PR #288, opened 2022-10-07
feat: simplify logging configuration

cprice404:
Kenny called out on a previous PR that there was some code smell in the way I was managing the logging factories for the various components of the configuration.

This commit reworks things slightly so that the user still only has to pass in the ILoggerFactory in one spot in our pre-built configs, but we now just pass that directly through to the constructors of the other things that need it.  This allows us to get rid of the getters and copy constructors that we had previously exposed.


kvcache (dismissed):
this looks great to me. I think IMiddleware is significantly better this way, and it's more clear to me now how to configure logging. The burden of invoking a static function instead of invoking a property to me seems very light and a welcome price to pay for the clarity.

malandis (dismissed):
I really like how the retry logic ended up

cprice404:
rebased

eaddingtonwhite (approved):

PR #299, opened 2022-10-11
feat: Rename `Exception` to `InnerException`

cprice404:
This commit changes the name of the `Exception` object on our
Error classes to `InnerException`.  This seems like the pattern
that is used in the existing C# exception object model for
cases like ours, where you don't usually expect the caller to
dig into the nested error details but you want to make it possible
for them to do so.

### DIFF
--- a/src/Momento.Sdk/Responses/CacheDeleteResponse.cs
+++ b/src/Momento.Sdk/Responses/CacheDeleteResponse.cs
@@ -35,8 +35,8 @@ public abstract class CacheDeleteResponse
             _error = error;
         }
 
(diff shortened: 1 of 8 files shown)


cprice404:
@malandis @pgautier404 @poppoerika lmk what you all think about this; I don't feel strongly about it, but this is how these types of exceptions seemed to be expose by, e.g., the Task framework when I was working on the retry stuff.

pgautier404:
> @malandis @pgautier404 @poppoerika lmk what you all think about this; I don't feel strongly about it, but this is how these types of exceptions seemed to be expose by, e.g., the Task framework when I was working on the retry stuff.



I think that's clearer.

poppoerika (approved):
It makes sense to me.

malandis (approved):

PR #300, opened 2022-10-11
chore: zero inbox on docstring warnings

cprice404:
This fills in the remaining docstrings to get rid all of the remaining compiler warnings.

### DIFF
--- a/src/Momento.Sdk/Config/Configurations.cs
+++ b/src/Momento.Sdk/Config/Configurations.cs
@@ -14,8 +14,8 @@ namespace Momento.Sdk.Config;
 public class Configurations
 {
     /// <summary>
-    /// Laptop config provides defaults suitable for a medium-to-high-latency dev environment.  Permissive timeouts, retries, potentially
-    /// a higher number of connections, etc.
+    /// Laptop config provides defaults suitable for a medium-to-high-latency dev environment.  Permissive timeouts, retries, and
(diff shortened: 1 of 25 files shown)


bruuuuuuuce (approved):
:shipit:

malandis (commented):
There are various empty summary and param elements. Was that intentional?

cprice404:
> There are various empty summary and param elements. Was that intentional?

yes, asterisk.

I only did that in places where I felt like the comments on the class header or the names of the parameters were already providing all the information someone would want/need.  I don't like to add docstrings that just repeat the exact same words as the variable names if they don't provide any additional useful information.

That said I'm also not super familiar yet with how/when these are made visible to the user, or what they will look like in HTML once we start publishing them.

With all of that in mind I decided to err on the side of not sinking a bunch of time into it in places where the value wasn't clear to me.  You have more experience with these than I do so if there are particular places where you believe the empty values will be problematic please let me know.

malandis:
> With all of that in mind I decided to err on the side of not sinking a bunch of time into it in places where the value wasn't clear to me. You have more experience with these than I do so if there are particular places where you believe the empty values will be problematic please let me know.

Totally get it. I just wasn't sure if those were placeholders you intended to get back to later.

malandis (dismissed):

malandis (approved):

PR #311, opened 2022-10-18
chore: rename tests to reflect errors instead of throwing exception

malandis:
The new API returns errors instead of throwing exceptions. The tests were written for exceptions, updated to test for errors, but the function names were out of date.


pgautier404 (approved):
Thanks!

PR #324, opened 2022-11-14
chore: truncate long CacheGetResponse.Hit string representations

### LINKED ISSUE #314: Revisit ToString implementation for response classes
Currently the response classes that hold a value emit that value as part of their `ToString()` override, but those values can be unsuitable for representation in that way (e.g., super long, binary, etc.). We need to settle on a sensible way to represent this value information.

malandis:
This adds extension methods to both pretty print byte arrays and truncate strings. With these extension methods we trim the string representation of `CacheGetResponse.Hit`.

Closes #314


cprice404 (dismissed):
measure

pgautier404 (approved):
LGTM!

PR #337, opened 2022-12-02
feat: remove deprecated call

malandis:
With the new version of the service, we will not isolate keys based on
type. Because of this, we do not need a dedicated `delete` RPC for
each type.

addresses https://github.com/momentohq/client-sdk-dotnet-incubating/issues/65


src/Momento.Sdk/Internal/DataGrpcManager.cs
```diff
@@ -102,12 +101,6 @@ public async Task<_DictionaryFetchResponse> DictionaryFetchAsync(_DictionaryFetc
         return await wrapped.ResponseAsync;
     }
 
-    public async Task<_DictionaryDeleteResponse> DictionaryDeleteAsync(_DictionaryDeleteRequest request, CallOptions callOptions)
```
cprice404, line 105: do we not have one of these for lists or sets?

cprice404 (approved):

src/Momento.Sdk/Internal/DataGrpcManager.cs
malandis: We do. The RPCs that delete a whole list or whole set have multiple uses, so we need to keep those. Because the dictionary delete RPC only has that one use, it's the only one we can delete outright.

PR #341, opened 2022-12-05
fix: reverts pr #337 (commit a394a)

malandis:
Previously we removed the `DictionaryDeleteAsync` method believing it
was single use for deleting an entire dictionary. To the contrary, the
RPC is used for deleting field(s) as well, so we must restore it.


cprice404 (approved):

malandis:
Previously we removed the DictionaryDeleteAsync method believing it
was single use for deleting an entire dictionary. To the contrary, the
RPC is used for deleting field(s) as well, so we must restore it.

- - - - -

What the task asks: Repeat the material above in full, keeping every word.

Solution below:
PR #288, opened 2022-10-07
feat: simplify logging configuration

cprice404:
Kenny called out on a previous PR that there was some code smell in the way I was managing the logging factories for the various components of the configuration.

This commit reworks things slightly so that the user still only has to pass in the ILoggerFactory in one spot in our pre-built configs, but we now just pass that directly through to the constructors of the other things that need it.  This allows us to get rid of the getters and copy constructors that we had previously exposed.


kvcache (dismissed):
this looks great to me. I think IMiddleware is significantly better this way, and it's more clear to me now how to configure logging. The burden of invoking a static function instead of invoking a property to me seems very light and a welcome price to pay for the clarity.

malandis (dismissed):
I really like how the retry logic ended up

cprice404:
rebased

eaddingtonwhite (approved):

PR #299, opened 2022-10-11
feat: Rename `Exception` to `InnerException`

cprice404:
This commit changes the name of the `Exception` object on our
Error classes to `InnerException`.  This seems like the pattern
that is used in the existing C# exception object model for
cases like ours, where you don't usually expect the caller to
dig into the nested error details but you want to make it possible
for them to do so.

### DIFF
--- a/src/Momento.Sdk/Responses/CacheDeleteResponse.cs
+++ b/src/Momento.Sdk/Responses/CacheDeleteResponse.cs
@@ -35,8 +35,8 @@ public abstract class CacheDeleteResponse
             _error = error;
         }
 
(diff shortened: 1 of 8 files shown)


cprice404:
@malandis @pgautier404 @poppoerika lmk what you all think about this; I don't feel strongly about it, but this is how these types of exceptions seemed to be expose by, e.g., the Task framework when I was working on the retry stuff.

pgautier404:
> @malandis @pgautier404 @poppoerika lmk what you all think about this; I don't feel strongly about it, but this is how these types of exceptions seemed to be expose by, e.g., the Task framework when I was working on the retry stuff.



I think that's clearer.

poppoerika (approved):
It makes sense to me.

malandis (approved):

PR #300, opened 2022-10-11
chore: zero inbox on docstring warnings

cprice404:
This fills in the remaining docstrings to get rid all of the remaining compiler warnings.

### DIFF
--- a/src/Momento.Sdk/Config/Configurations.cs
+++ b/src/Momento.Sdk/Config/Configurations.cs
@@ -14,8 +14,8 @@ namespace Momento.Sdk.Config;
 public class Configurations
 {
     /// <summary>
-    /// Laptop config provides defaults suitable for a medium-to-high-latency dev environment.  Permissive timeouts, retries, potentially
-    /// a higher number of connections, etc.
+    /// Laptop config provides defaults suitable for a medium-to-high-latency dev environment.  Permissive timeouts, retries, and
(diff shortened: 1 of 25 files shown)


bruuuuuuuce (approved):
:shipit:

malandis (commented):
There are various empty summary and param elements. Was that intentional?

cprice404:
> There are various empty summary and param elements. Was that intentional?

yes, asterisk.

I only did that in places where I felt like the comments on the class header or the names of the parameters were already providing all the information someone would want/need.  I don't like to add docstrings that just repeat the exact same words as the variable names if they don't provide any additional useful information.

That said I'm also not super familiar yet with how/when these are made visible to the user, or what they will look like in HTML once we start publishing them.

With all of that in mind I decided to err on the side of not sinking a bunch of time into it in places where the value wasn't clear to me.  You have more experience with these than I do so if there are particular places where you believe the empty values will be problematic please let me know.

malandis:
> With all of that in mind I decided to err on the side of not sinking a bunch of time into it in places where the value wasn't clear to me. You have more experience with these than I do so if there are particular places where you believe the empty values will be problematic please let me know.

Totally get it. I just wasn't sure if those were placeholders you intended to get back to later.

malandis (dismissed):

malandis (approved):

PR #311, opened 2022-10-18
chore: rename tests to reflect errors instead of throwing exception

malandis:
The new API returns errors instead of throwing exceptions. The tests were written for exceptions, updated to test for errors, but the function names were out of date.


pgautier404 (approved):
Thanks!

PR #324, opened 2022-11-14
chore: truncate long CacheGetResponse.Hit string representations

### LINKED ISSUE #314: Revisit ToString implementation for response classes
Currently the response classes that hold a value emit that value as part of their `ToString()` override, but those values can be unsuitable for representation in that way (e.g., super long, binary, etc.). We need to settle on a sensible way to represent this value information.

malandis:
This adds extension methods to both pretty print byte arrays and truncate strings. With these extension methods we trim the string representation of `CacheGetResponse.Hit`.

Closes #314


cprice404 (dismissed):
measure

pgautier404 (approved):
LGTM!

PR #337, opened 2022-12-02
feat: remove deprecated call

malandis:
With the new version of the service, we will not isolate keys based on
type. Because of this, we do not need a dedicated `delete` RPC for
each type.

addresses https://github.com/momentohq/client-sdk-dotnet-incubating/issues/65


src/Momento.Sdk/Internal/DataGrpcManager.cs
```diff
@@ -102,12 +101,6 @@ public async Task<_DictionaryFetchResponse> DictionaryFetchAsync(_DictionaryFetc
         return await wrapped.ResponseAsync;
     }
 
-    public async Task<_DictionaryDeleteResponse> DictionaryDeleteAsync(_DictionaryDeleteRequest request, CallOptions callOptions)
```
cprice404, line 105: do we not have one of these for lists or sets?

cprice404 (approved):

src/Momento.Sdk/Internal/DataGrpcManager.cs
malandis: We do. The RPCs that delete a whole list or whole set have multiple uses, so we need to keep those. Because the dictionary delete RPC only has that one use, it's the only one we can delete outright.

PR #341, opened 2022-12-05
fix: reverts pr #337 (commit a394a)

malandis:
Previously we removed the `DictionaryDeleteAsync` method believing it
was single use for deleting an entire dictionary. To the contrary, the
RPC is used for deleting field(s) as well, so we must restore it.


cprice404 (approved):

malandis:
Previously we removed the DictionaryDeleteAsync method believing it
was single use for deleting an entire dictionary. To the contrary, the
RPC is used for deleting field(s) as well, so we must restore it.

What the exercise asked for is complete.